> _ENTRIES SUPPLIED_:
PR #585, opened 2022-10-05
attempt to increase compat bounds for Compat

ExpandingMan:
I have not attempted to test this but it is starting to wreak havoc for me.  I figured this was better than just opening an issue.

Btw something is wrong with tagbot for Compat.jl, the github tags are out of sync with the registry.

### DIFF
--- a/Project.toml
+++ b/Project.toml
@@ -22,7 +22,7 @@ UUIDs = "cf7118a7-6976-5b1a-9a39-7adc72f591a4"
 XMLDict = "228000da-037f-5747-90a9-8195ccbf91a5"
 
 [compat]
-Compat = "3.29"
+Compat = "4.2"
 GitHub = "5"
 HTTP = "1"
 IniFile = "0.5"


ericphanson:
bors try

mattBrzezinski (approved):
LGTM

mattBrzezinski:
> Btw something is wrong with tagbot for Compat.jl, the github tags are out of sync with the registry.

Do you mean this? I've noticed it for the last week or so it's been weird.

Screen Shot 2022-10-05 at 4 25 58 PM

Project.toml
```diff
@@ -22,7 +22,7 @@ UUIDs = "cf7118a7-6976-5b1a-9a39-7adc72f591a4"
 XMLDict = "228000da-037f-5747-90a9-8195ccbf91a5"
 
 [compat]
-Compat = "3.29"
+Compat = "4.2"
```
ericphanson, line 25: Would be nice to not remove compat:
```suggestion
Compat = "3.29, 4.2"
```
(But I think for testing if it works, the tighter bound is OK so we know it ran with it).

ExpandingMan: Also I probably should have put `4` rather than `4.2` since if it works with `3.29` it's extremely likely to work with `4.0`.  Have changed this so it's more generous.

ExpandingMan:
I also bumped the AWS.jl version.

> _BRIEF_: Each record must be reproduced exactly. Keep every one.

> _WRITTEN SOLUTION_:
PR #585, opened 2022-10-05
attempt to increase compat bounds for Compat

ExpandingMan:
I have not attempted to test this but it is starting to wreak havoc for me.  I figured this was better than just opening an issue.

Btw something is wrong with tagbot for Compat.jl, the github tags are out of sync with the registry.

### DIFF
--- a/Project.toml
+++ b/Project.toml
@@ -22,7 +22,7 @@ UUIDs = "cf7118a7-6976-5b1a-9a39-7adc72f591a4"
 XMLDict = "228000da-037f-5747-90a9-8195ccbf91a5"
 
 [compat]
-Compat = "3.29"
+Compat = "4.2"
 GitHub = "5"
 HTTP = "1"
 IniFile = "0.5"


ericphanson:
bors try

mattBrzezinski (approved):
LGTM

mattBrzezinski:
> Btw something is wrong with tagbot for Compat.jl, the github tags are out of sync with the registry.

Do you mean this? I've noticed it for the last week or so it's been weird.

Screen Shot 2022-10-05 at 4 25 58 PM

Project.toml
```diff
@@ -22,7 +22,7 @@ UUIDs = "cf7118a7-6976-5b1a-9a39-7adc72f591a4"
 XMLDict = "228000da-037f-5747-90a9-8195ccbf91a5"
 
 [compat]
-Compat = "3.29"
+Compat = "4.2"
```
ericphanson, line 25: Would be nice to not remove compat:
```suggestion
Compat = "3.29, 4.2"
```
(But I think for testing if it works, the tighter bound is OK so we know it ran with it).

ExpandingMan: Also I probably should have put `4` rather than `4.2` since if it works with `3.29` it's extremely likely to work with `4.0`.  Have changed this so it's more generous.

ExpandingMan:
I also bumped the AWS.jl version.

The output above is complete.